Entries taken from a collection:
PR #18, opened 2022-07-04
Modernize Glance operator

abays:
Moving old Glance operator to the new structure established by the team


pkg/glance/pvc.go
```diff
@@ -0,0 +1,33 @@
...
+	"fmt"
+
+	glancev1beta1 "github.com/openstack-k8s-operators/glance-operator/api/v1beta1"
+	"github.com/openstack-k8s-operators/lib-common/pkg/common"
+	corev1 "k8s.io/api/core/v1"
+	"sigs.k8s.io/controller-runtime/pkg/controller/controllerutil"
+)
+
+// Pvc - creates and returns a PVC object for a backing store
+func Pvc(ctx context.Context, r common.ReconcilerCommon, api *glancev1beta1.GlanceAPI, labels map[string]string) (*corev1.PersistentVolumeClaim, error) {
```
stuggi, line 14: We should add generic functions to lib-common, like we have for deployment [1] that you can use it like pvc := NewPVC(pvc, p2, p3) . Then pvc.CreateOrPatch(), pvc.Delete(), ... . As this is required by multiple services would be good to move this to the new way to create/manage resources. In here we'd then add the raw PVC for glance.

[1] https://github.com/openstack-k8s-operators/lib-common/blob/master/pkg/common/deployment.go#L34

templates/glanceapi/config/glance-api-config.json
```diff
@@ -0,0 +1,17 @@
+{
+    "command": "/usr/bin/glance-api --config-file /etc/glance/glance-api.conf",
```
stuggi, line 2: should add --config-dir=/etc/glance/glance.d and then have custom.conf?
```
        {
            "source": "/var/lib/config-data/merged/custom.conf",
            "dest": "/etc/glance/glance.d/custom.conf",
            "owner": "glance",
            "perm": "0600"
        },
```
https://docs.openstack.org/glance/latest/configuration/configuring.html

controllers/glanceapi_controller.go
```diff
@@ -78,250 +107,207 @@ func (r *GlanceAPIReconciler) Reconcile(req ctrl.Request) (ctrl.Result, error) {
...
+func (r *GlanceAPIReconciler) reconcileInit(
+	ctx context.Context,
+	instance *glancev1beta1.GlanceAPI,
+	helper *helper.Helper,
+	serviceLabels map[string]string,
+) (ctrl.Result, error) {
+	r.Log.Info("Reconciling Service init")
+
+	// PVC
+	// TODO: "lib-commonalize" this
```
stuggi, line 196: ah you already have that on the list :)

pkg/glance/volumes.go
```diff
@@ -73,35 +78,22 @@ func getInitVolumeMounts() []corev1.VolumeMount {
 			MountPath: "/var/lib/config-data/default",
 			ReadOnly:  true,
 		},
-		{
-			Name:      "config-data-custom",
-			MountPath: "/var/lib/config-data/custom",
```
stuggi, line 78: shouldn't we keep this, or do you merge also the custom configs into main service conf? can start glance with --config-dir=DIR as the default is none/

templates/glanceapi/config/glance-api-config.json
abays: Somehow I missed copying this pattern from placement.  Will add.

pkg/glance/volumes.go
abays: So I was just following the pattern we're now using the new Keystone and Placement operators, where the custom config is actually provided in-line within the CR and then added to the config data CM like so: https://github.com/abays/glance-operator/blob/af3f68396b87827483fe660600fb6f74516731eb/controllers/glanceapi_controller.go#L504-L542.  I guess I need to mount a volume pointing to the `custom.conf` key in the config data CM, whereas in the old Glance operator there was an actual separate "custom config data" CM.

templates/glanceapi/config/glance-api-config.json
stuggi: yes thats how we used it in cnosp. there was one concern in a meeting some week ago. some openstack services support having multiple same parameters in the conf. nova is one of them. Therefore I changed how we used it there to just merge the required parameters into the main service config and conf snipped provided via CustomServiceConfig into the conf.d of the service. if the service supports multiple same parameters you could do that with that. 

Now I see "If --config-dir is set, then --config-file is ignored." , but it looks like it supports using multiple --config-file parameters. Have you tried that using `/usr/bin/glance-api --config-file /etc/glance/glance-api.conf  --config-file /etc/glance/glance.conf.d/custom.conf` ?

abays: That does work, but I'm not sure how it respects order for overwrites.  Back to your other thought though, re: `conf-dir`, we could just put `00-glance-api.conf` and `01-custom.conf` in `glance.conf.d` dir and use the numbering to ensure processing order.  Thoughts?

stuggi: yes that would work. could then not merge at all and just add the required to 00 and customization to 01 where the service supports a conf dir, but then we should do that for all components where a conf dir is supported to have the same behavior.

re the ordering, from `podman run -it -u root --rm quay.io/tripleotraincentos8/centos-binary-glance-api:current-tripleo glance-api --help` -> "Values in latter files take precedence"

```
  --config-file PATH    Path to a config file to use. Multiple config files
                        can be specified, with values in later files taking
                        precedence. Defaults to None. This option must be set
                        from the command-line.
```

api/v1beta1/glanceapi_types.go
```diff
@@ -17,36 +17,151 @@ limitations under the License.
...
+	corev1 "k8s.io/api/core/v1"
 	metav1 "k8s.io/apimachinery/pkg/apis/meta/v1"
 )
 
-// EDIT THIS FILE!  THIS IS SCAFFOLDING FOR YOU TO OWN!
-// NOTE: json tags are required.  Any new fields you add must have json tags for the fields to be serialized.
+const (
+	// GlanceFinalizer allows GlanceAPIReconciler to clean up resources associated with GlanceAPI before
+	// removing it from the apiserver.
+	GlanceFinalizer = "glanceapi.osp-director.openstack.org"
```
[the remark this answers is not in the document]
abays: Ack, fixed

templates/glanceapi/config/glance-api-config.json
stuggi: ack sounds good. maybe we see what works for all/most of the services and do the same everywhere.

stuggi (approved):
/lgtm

Task details
Please restate, exactly as written, the line that holds "api/v1beta1/glanceapi_types.go" and all remaining lines of the data above, and only those.

Solution to this task
api/v1beta1/glanceapi_types.go
```diff
@@ -17,36 +17,151 @@ limitations under the License.
...
+	corev1 "k8s.io/api/core/v1"
 	metav1 "k8s.io/apimachinery/pkg/apis/meta/v1"
 )
 
-// EDIT THIS FILE!  THIS IS SCAFFOLDING FOR YOU TO OWN!
-// NOTE: json tags are required.  Any new fields you add must have json tags for the fields to be serialized.
+const (
+	// GlanceFinalizer allows GlanceAPIReconciler to clean up resources associated with GlanceAPI before
+	// removing it from the apiserver.
+	GlanceFinalizer = "glanceapi.osp-director.openstack.org"
```
[the remark this answers is not in the document]
abays: Ack, fixed

templates/glanceapi/config/glance-api-config.json
stuggi: ack sounds good. maybe we see what works for all/most of the services and do the same everywhere.

stuggi (approved):
/lgtm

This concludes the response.